‘It’s a Christian phrase’: Rev. Johnnie Moore urges the Church to reclaim ‘Christ is King’ ahead of Easter Sunday
March 17, 2025
For the better part of the past year, the phrase “Christ is King” has been a source of division between Evangelicals and other Christians, following remarks from two staffers of the conservative Daily Wire news site.
The Christian Post reports that the Rev. Johnnie Moore and Dr. Jordan B. Peterson have just released a 21-page report warning that “extremist actors have co-opted Christian language” and are advancing “extremist ideologies.”
The report from the Network Contagion Research Institute (NCRI) at Rutgers University warns that bot networks and social media users are co-opting a phrase that has been “central to the Christian faith for centuries.”
Though the phrase “Christ is King” has deep theological roots in the Christian tradition, the report claims that “extremists in America” are weaponizing the phrase to “encourage hatred towards minorities.”
Researchers for the report used cutting-edge social media analysis and artificial intelligence (AI) performing language-modeling to trace how the phrase has become weaponized on large platforms like X, formerly Twitter.
Moore stated that inauthentic speech, such as bot activity, can be used to skew public discourse, noting that when the report was first released, negative online reactions were “at an absolute minimum 20 percent of the responses […] from a bot network or a series of bot networks.”
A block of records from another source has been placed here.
PR #2266, opened 2025-03-25
add clang 19 to CI

mikea:
unfortunately clang 20 is still not available


fhanau:
Positively surprised that 19 is available, I thought Ubuntu didn't backport LLVM releases to LTS releases (Debian is doing better in that regard). Per longstanding practice, the 5 latest clang/LLVM versions should be supported, so we can drop 14 here.

fhanau (approved):

PR #2268, opened 2025-03-26
Allow calling Reader::asGeneric() on const readers

MasterLogick:
Pretty much the title. In my case I want to change generic's parameter type, and reader is passed as const reference. Maybe this function should be also marked as `const` in Builders and Clients.  
```
struct Msg(T) {
    val @0 :T;
    metadata @1 :Text;
}

struct SimpleMessage {
   val @1 :UInt32;
}
```

```c++
capnp::FlatArrayMessageReader reader{...};
processSimpleMessage(reader.getRoot<Msg<SimpleMessage>>());

void processSimpleMessage(const Msg<SimpleMessage>::Reader &message) {
    debugDump(message.asGeneric<capnp::AnyStruct>()); // <-- now it fails because Reader::asGeneric is not const
    // ...
}

void debugDump(const Msg<capnp::AnyStruct>::Reader &message) {
    // dump message
}
```

### DIFF
--- a/c++/src/capnp/compiler/capnpc-c++.c++
+++ b/c++/src/capnp/compiler/capnpc-c++.c++
@@ -1834,7 +1834,7 @@ private:
         case AsGenericRole::READER:
           self = kj::strTree(
               "  ", templateContext.decl(true, "2"),
-              "  typename ", returnType(), "::Reader ", kj::mv(asGeneric), " {\n"
+              "  typename ", returnType(), "::Reader ", kj::mv(asGeneric), " const {\n"
               "    return typename ", returnType(), "::Reader(_reader);\n"
               "  }\n"
               "\n");


kentonv:
Yep, that looks like an oversight.

Do you want this included in the next 1.x release? If so please re-target the PR at the `master` branch (which is the 1.x release branch). The `v2` branch is our unstable development branch that most people shouldn't be using directly.

MasterLogick:
Done. Should I add `const` qualifier for other generic roles?

kentonv:
Hmm, for some reason CI isn't offering to run on this PR... I'd prefer that it run before merging so I'm going to have to figure that out.

> Done. Should I add const qualifier for other generic roles?

Essentially all methods of `Reader` ought to be const, so if you've noticed others that aren't I'm happy to accept PRs fixing them.

kentonv:
@MasterLogick Can you amend your patch with a trivial change (like add a character to the commit description) and force-push it? Hoping that makes the CI pick it up.

MasterLogick:
> Essentially all methods of `Reader` ought to be const, so if you've noticed others that aren't I'm happy to accept PRs fixing them.

No. I meant to add const qualifiers for `Builder::asGeneric` and `Pipeline::asGeneric`.

kentonv:
> No. I meant to add const qualifiers for Builder::asGeneric and Pipeline::asGeneric.

Ah. No, those should not be const, because Builders and Pipelines fundamentally are not const. If Builder::asGeneric() were marked const, then you could convert a const Builder to a non-const Builder by calling asGeneric(), but that shouldn't be allowed.

Anyway CI is running now so I'll merge this when it's done. Thanks!

PR #2271, opened 2025-03-28
Support building with `KJ_STD_COMPAT` and `bazel`

### LINKED ISSUE #1565: Cannot use capnp bazel library with KJ_STD_COMPAT
`list.h` [conditionally includes `compat/std-iterator.h`](https://github.com/capnproto/capnproto/blob/3b2e368cecc4b1419b40c5970d74a7a342224fac/c%2B%2B/src/capnp/list.h#L549), but this is not included in the [bazel library](https://github.com/capnproto/capnproto/blob/3b2e368cecc4b1419b40c5970d74a7a342224fac/c%2B%2B/src/capnp/BUILD.bazel#L22-L49). This gives an error when `KJ_STD_COMPAT` is defined, since the file is not in the sandbox.

lukasoyen:
fixes #1565

### DIFF
--- a/c++/src/capnp/BUILD.bazel
+++ b/c++/src/capnp/BUILD.bazel
@@ -47,6 +47,11 @@ cc_library(
         "serialize-packed.h",
         "serialize-text.h",
         "stream.capnp.h",
+        # This is just to make it avaible if `KJ_STD_COMPAT` is defined.
+        # This is an unfortunate hack, but if we would make `std-iterator.h`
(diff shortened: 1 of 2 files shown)


fhanau (approved):

fhanau:
> @fhanau does this seem reasonable?

Yes, I think this addresses that use case pretty cleanly.

kentonv:
Thanks @lukasoyen!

Moore also clarified that, in his opinion, the phrase “Christ is King” is not inherently hateful, explaining, “I certainly don’t believe that it’s antisemitic to say Christ is King or Jesus is Lord, It’s a Christian phrase, but like all phrases, it can be used by people who hate others in a hateful way, and unfortunately, some very, very prominent figures chose to do that in the last year.”
Moore added, “I do hope that Catholics and Evangelicals this Easter post either Christ is King or Jesus is Lord … so loud and so frequent and so sincerely that these threats of hate become irrelevant.”